Space orientation of light waves Recently I've started to be really intrigued with the electromagnetic spectrum and bumped into this problem:
According to the wave theory of light (or any electromagnetic wave, really), the magnetic field is perpendicular to the direction of the wave, and the electric field is perpendicular to both the direction of the wave and the magnetic field. So the electric field is vertical (at least according to the pictures I found up) and the magnetic field is horizontal. So far so good.
But is the electric field always vertical? And vertical with respect to what? Gravity?  Are light waves, when viewed from the direction of the wave looking like this '+'? What happens if I rotate the source of light? Will the waves be compiled like this 'x' ? Or is the space orientation of the magnetic and electric waves purely arbitrary? Do they undergo spinning across the vector of the direction of the wave?

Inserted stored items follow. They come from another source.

PR #3249, opened 2023-07-25
Fix bug preventing updating protobuf library.

jonathanmetzman:
The protbuf library writes some write protected files that needed to be removed before written to.

### DIFF
--- a/src/clusterfuzz/_internal/bot/tasks/update_task.py
+++ b/src/clusterfuzz/_internal/bot/tasks/update_task.py
@@ -248,7 +248,12 @@ def update_source_code():
                      'version.' % absolute_filepath)
 
     try:
-      extracted_path = zip_archive.extract(filepath, output_directory)
+      try:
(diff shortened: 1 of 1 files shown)


src/clusterfuzz/_internal/bot/tasks/update_task.py
```diff
@@ -248,7 +248,12 @@ def update_source_code():
                      'version.' % absolute_filepath)
 
     try:
-      extracted_path = zip_archive.extract(filepath, output_directory)
+      try:
```
jonathanmetzman, line 251: It's a bit ugly, but I can't really think of a better way to deal with this issue.

jonathanmetzman: I could remove every file first, but I don't know if this has any unintended consequences.

oliverchang: Another approach: Could we just chmod/chown every extracted first to ensure they're writable?

PR #3254, opened 2023-07-26
Try different strategy for fixing source updating

jonathanmetzman:
Try to make files writeable on unpack.


jonathanmetzman:
This doesn't work, because on startup the zipfile is unpacked by different means. We need to ensure the zip doesn't contain any readonly files.

oliverchang:
> This doesn't work, because on startup the zipfile is unpacked by different means. We need to ensure the zip doesn't contain any readonly files.

Hmm, sounds like a step we just need to do on the source deployment then?

jonathanmetzman:
Ha yep, PR up now.

jonathanmetzman:
Funny how we thought of each possible option in the same order.

PR #3255, opened 2023-07-27
Make sure we only package writeable files

jonathanmetzman:


jonathanmetzman:
Fingers crossed but I will be very surprised if this problem still exists after this lands.

oliverchang (approved):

Hope I made my point clear. Thanks!
 A: The direction of the electric field is called polarization. The direction of the electrical field in the free space lies in the plan perpendicular to the direction of propagation, and if this direction is unique for all the beam, it is said to be linear polarization. So, for linear polarization, the electric field can point in whatever direction that lies in the plan perpendicular to the direction of propagation. (As a side remark, in some cases there exist also longitudinal e.m. waves, e.g. such waves can be obtained in a resonant cavity.)
But there exist also elliptical polarization, in particular, circular polarization. In this case the polarization is not fixed, it rotates during the time, look in Wikipedia, http://en.wikipedia.org/wiki/Circular_polarization. You will see an animation. There is right polarization, in which case the electrical vector rotates counter-clockwise, and left polarization, in which it rotates clockwise.
A: Vertical with respect to whatever arbitrary set of coordinates you devise.   If most of the pictures you see have the E-field pointing "up", that's just some kind of cultural bias.  The E-field can point in any direction at all.
A: There is a problem with diagrams like this

Yes if that was a physical object and you looked at it end-on it would look like a plus-symbol. However it isn't intended to be interpreted physically like that.
These diagrams shouldn't be interpreted as showing a vertical or horizontal displacement
What is being shown is field strength and direction at a single point over time.
Here's a diagram of circularly polarised light

What you'd see looking into this end-on would be a point (or dot).
A: As has already been said: the orientation of the field drawn in your book is arbitrary. Once you have decided that the wave is say going into the page, then all that is required is that the E-field be drawn on the page (i.e. at right angles to the direction of wave propagation). You can put it up, down, left, right, diagonally, it doesn't matter, it would be a valid representation of an electromagnetic wave. The direction of the B-field would then not be arbitrary. It would have to be drawn in the page (so also at right angles to the wave propagation), at right angles to the E-field, and it must also be the case that the vector product $\vec{E} \times \vec{B}$ points in the direction of wave propagation.
The degrees of freedom for the E-field direction then allow other forms of polarisation. The situation I described is linear polarisation, but so long as the E-field vector stays on the page, it can vary with time, it can rotate, it can get bigger or smaller in amplitude etc.
What controls this behaviour is the way that the wave is produced and how it interacts (interferes) with other electromagnetic waves or with interfaces between different materials. For instance if you produce EM waves from a simple linear, oscillating electric dipole, this will produce linearly polarised light where the E-field oscillates up and down along a single line drawn on the page. On the other hand if I then mix this radiation with light with a perpendicular polarisation that oscillates in phase, I will produce light polarised at some angle in between the two (45 degrees if they are of equal amplitude). On the other hand if one of the two waves I mix lags the other in phase by $\pi/2$ I would produce a rotating electric field vector - circularly polarised light. If it leads by $\pi/2$ the electric field vector rotates the other way.
You can also get unpolarised light where the light is an incoherent mixture of different random polariation states. You could turn (some of) this into polarised light by passing it through a polarising filter or by reflecting the polarised light off a block of glass at the Brewster angle. There are lots of interesting ways to mess about with the polarisation of light!